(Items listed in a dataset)
────

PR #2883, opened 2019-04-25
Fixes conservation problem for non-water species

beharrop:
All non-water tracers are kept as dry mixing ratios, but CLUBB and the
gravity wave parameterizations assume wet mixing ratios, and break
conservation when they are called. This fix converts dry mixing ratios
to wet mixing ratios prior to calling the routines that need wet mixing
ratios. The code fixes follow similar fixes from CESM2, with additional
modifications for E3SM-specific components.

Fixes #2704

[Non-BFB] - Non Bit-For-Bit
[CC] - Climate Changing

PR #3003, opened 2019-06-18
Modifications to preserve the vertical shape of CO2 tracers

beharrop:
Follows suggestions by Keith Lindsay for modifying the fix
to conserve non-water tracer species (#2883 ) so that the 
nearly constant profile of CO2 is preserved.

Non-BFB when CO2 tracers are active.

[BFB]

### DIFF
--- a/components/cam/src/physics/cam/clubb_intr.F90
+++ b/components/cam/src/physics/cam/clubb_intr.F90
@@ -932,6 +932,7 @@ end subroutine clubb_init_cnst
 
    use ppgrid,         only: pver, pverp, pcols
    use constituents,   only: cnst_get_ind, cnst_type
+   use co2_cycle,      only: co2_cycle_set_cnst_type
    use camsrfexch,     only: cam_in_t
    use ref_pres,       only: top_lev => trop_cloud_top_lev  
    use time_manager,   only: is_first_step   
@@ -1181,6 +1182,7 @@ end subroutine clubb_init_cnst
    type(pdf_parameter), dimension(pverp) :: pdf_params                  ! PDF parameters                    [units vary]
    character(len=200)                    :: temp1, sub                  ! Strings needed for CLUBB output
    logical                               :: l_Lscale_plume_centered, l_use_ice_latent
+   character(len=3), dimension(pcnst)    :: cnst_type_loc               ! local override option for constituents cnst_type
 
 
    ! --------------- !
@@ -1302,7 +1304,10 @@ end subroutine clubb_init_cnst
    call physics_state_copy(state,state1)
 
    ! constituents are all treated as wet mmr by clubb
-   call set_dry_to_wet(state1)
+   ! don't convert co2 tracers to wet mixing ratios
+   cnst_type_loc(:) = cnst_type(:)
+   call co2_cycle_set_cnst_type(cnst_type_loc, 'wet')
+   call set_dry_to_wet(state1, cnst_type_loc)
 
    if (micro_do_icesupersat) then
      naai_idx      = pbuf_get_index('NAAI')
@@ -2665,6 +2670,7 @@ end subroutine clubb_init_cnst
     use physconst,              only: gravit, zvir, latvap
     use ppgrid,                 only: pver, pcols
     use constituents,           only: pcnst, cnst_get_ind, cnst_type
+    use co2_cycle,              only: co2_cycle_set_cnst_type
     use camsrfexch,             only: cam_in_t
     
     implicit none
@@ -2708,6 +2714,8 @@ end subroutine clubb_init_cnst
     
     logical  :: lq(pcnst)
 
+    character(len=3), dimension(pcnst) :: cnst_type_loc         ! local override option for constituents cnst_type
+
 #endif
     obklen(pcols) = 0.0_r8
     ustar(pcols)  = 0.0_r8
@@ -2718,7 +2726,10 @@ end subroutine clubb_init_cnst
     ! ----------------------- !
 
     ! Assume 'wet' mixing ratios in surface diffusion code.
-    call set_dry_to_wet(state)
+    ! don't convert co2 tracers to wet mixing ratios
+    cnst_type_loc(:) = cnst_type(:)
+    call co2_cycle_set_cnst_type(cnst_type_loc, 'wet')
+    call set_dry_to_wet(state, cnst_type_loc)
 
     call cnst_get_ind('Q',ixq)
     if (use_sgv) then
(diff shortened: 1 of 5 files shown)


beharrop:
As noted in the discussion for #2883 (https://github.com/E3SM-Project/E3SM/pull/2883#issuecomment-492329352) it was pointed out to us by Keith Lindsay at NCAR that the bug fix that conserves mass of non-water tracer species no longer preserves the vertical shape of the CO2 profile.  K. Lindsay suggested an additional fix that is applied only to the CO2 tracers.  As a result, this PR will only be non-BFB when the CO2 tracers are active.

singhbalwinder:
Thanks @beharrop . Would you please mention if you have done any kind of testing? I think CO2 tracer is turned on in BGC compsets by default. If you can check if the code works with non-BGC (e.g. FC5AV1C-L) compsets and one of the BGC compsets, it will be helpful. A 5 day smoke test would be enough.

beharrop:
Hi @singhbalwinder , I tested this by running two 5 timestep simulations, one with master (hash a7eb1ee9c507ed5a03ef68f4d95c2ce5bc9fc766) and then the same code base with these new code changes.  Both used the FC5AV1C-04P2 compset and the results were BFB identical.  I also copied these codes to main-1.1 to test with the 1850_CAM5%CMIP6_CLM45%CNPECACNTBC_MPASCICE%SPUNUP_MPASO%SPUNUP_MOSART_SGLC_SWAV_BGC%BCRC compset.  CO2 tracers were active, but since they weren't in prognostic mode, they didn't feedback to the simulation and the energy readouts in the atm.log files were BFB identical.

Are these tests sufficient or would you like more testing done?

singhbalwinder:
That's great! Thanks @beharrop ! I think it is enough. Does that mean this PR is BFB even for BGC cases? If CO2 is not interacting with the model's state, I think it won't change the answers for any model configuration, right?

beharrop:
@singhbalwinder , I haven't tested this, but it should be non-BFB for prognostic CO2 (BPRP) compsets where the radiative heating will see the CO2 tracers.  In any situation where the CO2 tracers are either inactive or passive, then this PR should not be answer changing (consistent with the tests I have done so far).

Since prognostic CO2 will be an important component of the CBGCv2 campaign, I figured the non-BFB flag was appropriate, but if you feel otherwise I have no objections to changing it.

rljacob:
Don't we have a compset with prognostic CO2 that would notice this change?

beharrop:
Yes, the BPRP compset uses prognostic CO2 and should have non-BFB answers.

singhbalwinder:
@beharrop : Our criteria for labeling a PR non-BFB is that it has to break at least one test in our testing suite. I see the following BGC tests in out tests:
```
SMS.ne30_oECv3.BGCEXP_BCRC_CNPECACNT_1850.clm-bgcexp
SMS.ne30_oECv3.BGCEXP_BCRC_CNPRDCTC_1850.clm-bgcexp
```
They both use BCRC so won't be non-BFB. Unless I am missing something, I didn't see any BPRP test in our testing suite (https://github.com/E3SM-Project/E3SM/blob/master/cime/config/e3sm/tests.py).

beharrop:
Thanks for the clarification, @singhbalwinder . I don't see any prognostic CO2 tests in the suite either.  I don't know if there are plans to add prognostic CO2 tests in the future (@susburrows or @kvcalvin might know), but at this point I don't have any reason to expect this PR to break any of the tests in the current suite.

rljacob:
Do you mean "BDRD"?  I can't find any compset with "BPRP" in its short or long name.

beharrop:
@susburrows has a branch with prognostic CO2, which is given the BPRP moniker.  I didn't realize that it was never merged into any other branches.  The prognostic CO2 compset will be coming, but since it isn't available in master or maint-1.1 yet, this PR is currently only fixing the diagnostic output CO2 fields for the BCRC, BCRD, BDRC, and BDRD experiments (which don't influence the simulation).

────

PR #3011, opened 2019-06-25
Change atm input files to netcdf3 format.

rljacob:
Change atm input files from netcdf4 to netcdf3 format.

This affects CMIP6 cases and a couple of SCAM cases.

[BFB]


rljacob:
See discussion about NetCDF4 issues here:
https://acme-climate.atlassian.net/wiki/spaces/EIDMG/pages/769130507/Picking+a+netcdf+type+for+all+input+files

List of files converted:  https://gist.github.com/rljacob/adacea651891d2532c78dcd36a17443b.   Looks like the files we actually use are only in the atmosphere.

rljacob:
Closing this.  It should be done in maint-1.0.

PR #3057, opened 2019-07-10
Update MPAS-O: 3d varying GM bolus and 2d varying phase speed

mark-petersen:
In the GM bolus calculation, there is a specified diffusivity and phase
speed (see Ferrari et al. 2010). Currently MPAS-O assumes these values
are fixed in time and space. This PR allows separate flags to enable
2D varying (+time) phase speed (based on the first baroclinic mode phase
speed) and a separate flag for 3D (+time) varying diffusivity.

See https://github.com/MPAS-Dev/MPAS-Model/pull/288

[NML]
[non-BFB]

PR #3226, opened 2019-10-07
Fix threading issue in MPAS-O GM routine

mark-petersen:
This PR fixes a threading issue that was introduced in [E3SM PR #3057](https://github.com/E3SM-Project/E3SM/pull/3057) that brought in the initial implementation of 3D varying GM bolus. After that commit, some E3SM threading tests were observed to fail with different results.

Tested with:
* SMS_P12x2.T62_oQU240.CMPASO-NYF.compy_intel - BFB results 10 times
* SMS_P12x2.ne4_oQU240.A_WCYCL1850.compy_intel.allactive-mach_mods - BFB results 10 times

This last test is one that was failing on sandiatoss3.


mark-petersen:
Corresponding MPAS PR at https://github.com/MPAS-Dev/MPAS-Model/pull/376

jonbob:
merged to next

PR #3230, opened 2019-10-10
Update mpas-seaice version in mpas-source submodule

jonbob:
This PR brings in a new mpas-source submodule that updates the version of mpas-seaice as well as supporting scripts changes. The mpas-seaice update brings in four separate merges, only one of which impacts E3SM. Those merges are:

────

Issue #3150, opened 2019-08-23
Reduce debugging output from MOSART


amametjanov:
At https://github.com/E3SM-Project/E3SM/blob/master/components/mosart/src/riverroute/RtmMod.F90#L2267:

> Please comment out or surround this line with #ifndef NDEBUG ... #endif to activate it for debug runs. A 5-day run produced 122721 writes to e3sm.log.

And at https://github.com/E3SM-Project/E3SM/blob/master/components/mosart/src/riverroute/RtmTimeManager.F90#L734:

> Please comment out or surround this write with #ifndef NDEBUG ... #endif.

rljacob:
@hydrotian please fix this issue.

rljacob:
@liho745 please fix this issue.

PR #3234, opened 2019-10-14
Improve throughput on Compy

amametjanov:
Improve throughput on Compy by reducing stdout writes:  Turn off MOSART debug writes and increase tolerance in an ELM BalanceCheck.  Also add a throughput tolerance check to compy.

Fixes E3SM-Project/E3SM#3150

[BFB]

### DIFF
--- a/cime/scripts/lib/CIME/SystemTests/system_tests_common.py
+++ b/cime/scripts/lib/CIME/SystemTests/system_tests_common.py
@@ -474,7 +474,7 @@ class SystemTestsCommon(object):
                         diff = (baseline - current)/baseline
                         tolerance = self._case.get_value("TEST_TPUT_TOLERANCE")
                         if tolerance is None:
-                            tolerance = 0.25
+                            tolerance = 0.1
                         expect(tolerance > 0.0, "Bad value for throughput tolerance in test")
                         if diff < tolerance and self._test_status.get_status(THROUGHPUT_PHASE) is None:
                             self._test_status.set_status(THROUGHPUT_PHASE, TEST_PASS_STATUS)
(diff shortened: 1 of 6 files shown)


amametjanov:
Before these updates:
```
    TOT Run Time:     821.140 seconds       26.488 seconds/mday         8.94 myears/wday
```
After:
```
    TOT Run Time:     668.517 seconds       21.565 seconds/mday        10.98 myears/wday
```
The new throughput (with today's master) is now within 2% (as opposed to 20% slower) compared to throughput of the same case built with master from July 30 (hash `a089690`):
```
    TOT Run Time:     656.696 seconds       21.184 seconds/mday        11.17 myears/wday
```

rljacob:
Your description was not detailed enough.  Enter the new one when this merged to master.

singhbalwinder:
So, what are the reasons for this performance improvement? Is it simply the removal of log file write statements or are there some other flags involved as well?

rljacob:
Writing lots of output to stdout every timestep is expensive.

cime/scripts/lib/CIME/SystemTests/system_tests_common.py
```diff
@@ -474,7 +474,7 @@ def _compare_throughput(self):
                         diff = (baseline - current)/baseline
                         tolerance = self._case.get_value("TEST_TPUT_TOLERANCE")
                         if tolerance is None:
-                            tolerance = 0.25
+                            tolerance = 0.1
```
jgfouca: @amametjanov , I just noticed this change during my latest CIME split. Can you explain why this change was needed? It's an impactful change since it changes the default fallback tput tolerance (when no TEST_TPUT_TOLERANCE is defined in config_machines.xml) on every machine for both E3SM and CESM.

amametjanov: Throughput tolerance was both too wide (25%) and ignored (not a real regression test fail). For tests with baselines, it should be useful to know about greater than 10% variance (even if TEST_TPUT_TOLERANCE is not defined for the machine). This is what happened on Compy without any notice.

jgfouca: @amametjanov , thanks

────

__WHAT YOU NEED TO DO__.
From the records above, copy each line where the word "profile" can be found.

__COMPLETED TASK__.
nearly constant profile of CO2 is preserved.
As noted in the discussion for #2883 (https://github.com/E3SM-Project/E3SM/pull/2883#issuecomment-492329352) it was pointed out to us by Keith Lindsay at NCAR that the bug fix that conserves mass of non-water tracer species no longer preserves the vertical shape of the CO2 profile.  K. Lindsay suggested an additional fix that is applied only to the CO2 tracers.  As a result, this PR will only be non-BFB when the CO2 tracers are active.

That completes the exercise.